Split text into an array of N elements with a balanced number of words in each element

2k views Asked by At

I wanted to split a large text into 10 pieces (somehow equal parts). Ii use this function:

function chunk($msg) {
    $msg = preg_replace('/[\r\n]+/', ' ', $msg);
    //define character length of each text piece
    $chunks = wordwrap($msg, 10000, '\n');
    return explode('\n', $chunks);
}

$arrayys = chunk($t);
foreach ($arrayys as $partt) {
    echo $partt . "<br/><br/><br/>";
}

But is it possible to define word length of each text piece (not character length )? how to divide text into words in such situation?

4

There are 4 answers

0
user1915746 On BEST ANSWER

I would suggest to use "explode" http://php.net/manual/en/function.explode.php for splitting the string by spaces. Then you'll get an array of words on which you can iterate and build your text-parts.

0
Shivanshu On

From docs,

<?php
$text = "ABCDEFGHIJK.";
$newtext = wordwrap($text,3,"\n",true);
echo "$newtext\n";
?>

OUTPUT: ABC DEF GHI JK.

0
Shankar Narayana Damodaran On

You can do something like this. Breaks your text into equal parts.. The text in $str is of 20 chars, So the text is broken into 10 parts with 2 chars as a set.

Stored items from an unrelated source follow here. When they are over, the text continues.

Issue #44, opened 2015-12-09
"open" prop issue


Youpinadi:
Hi,

I have a component that wraps a DateTime (there is a small button with a calendar icon at the end).

Here is the code 

``` javascript
import React, {Component, PropTypes} from 'react'
import FormInput from 'components/form/form-input/form-input.jsx'
import ReactDatetime from 'react-datetime'

export default class Datetime extends Component {
  state = {
    open: false
  }
  toggleOpen() {
    this.setState({open: !this.state.open})
  }

  render() {
    let {error,hint,className,...other } = this.props

    return (
      <FormInput className={`form_datetime form_input--merged ${this.props.className}`} error={this.props.error} hint={this.props.hint}>
        <ReactDatetime {...other} open={this.state.open}/>
        <button className="btn icon-end" onClick={::this.toggleOpen}><i className="icon icon-calendar"/></button>
      </FormInput>
    )
  }
}
```

Changing state.open doesn't do anything
I already tried a patch in `componentWillReceiveProps`:

``` javascript
if( nextProps.value != this.props.value || nextProps.open != this.props.open) {
    update = this.getStateFromProps( nextProps );
}
```

But when i do this, the calendar won't close on blur.

Basically i just want to be able to control the opening of a calendar, but the open prop doesn't do it.

Thanks in advance,

Nadir

halkeye:
what about 
```js
DateTime.prototype.componentWillReceiveProps = function (nextProps) {
  if (this.props.open !== nextProps.open) {
    this.setState({ open: nextProps.open });
  }
};
```

C3PablO:
I had the same problem and I solved it using the answer at issue #57 using `this.refs.picker.closeCalendar()`. That works but the `open` prop it's another matter. I think that is working just for the initial state

schickling:
This seems like a bug. Applying @halkeye's fix works for me.

Could you please merge this in @arqex @simeg?

TheSharpieOne:
A larger problem which affects all of the props is that they currently cannot be changed unless the `value` prop is changed.

[this](https://github.com/YouCanBookMe/react-datetime/blob/master/DateTime.js#L150-L152) only sets the update props when value has changed.

goooseman:
Maybe it is a hack, but I've coped with this issue, just passing `hidden` className (which sets display: none) to `DateTime` like this:
```
<DateTime
        input={false}
        open
        className={props.dateBoxOpened ? '' : 'hidden'} />
```

[...]

PR #216, opened 2016-12-15
Add workaround for programmatically open and close datepicker.

borisarzentar:
Workaround to programmatically open/close datepicker

## Description
Change how component checks new props so we can control open prop separately.

## Motivation and Context
This is workaround for issue #44 
This will solve problems with controlling "open" property from outside of datetime component.
Workaround assumes that you have parent container that controls datetime component. (See the example).
You can create controlled component by forwarding control "open" prop to datetime and component will react to prop change.
Also we need feedback when datetime closes itself in order to change our control value in parent component, and for this we can use onBlur function handler in parent component.
This doesn't extend existing API.

## Checklist

### DIFF
--- a/DateTime.js
+++ b/DateTime.js
@@ -156,14 +156,24 @@ var Datetime = React.createClass({
 			update = {}
 		;
 
-		if ( nextProps.value !== this.props.value ||
-            formats.datetime !== this.getFormats( this.props ).datetime ){
-            update = this.getStateFromProps( nextProps );
+		if ( nextProps.value !== this.props.value){
+      update = this.getStateFromProps( nextProps );
+      // Close on select only makes sense if we actually changed value.
+      if ( this.props.closeOnSelect && this.state.currentView !== 'time' ){
+        update.open = false;
+      }
 		}
 
+		// Separated format update
+		if ( formats.datetime !== this.getFormats( this.props ).datetime ){
+			update.inputFormat = formats.datetime;
+		}
+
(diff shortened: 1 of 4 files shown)


simeg:
Hi @borisarzentar and thanks for your contribution. My first impression of your PR is that I do not like the word _workaround_, I prefer not having any workarounds in the codebase. 

I like the idea and effort though. On our roadmap we're currently working on a V3 of this component where we will probably change how the `open` prop is working, so to me it makes sense to not fiddle with the current stable API right now (this is kinda a breaking change).

Thanks for this, I might use some of the code/example/tests it in V3 but I'm closing this for now.

edy:
As a workaround until the next release, here's how I open the DatePicker:

```
<div className="input-group form-group-sm">
    <Datetime
        value={this.props.value}
        onChange={this.props.onChange}
        inputProps={{ref: (input) => {this.input = input;}}}
    />
    <span className="input-group-addon" onClick={() => {this.input.focus()}}><i className="fa fa-calendar"></i></span>
</div>
```

it closes himself if you click somewhere else.

simonedavico:
@edy thanks for the workaround! Any idea as to how to modify onClick to open the datepicker if it is closed and close it if it is open? I tried keeping track of the open/closed state and focusing/blurring depending on that but it didn't work unfortunately.

edy:
@simonedavico sorry, i have no idea

PR #229, opened 2017-01-01
Add support for Yarn

simeg:
Yarn support requires an autogenerated `yarn.lock file`. This commit also
lets Travis use Yarn.


simeg:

Say, if your large text is of 1000 characters, then you will be getting 100 equal parts of text.

<?php
$div=10;//Equally split into 10 ...
$str="abcdefghijklmnopqrst";
print_r(array_chunk(str_split($str), (strlen($str)/($div))));

OUTPUT:

Array
(
    [0] => Array
        (
            [0] => a
            [1] => b
        )

    [1] => Array
        (
            [0] => c
            [1] => d
        )

    [2] => Array
        (
            [0] => e
            [1] => f
        )

    [3] => Array
        (
            [0] => g
            [1] => h
        )

    [4] => Array
        (
            [0] => i
            [1] => j
        )

    [5] => Array
        (
            [0] => k
            [1] => l
        )

    [6] => Array
        (
            [0] => m
            [1] => n
        )

    [7] => Array
        (
            [0] => o
            [1] => p
        )

    [8] => Array
        (
            [0] => q
            [1] => r
        )

    [9] => Array
        (
            [0] => s
            [1] => t
        )

)
0
mickmackusa On
  • find the offset of each "word" in the text,
  • count the words then divide by 10 to determine the desired number of words per group,
  • isolate the first offset of each group,
  • extract segments of the original text between one group's first word offset and the next group's first word offset.

Code: (Demo)

$offsets = array_keys(str_word_count($text, 2));
$totalPerGroup = intdiv(count($offsets), 10);
$chunks = array_chunk($offsets, $totalPerGroup);
$starts = array_column($chunks, 0);
var_export(
    array_map(
        fn($start, $end) => substr($text, $start, $end ? $end - $start : $end),
        $starts,
        array_slice($starts, 1) + [null]
    )
);

Sample input:

$text = <<<TEXT
The answer was within her reach. It was hidden in a box and now that box sat directly in front of her. She'd spent years searching for it and could hardly believe she'd finally managed to find it. She turned the key to unlock the box and then gently lifted the top. She held her breath in anticipation of finally knowing the answer she had spent so much of her time in search of. As the lid came off she could see that the box was empty.
TEXT;

Output:

array (
  0 => 'The answer was within her reach. It was ',
  1 => 'hidden in a box and now that box ',
  2 => 'sat directly in front of her. She\'d spent ',
  3 => 'years searching for it and could hardly believe ',
  4 => 'she\'d finally managed to find it. She turned ',
  5 => 'the key to unlock the box and then ',
  6 => 'gently lifted the top. She held her breath ',
  7 => 'in anticipation of finally knowing the answer she ',
  8 => 'had spent so much of her time in ',
  9 => 'search of. As the lid came off she ',
  10 => 'could see that the box was empty.',
)

Of course, to remove trailing whitespaces, wrap substr() in a rtrim() call.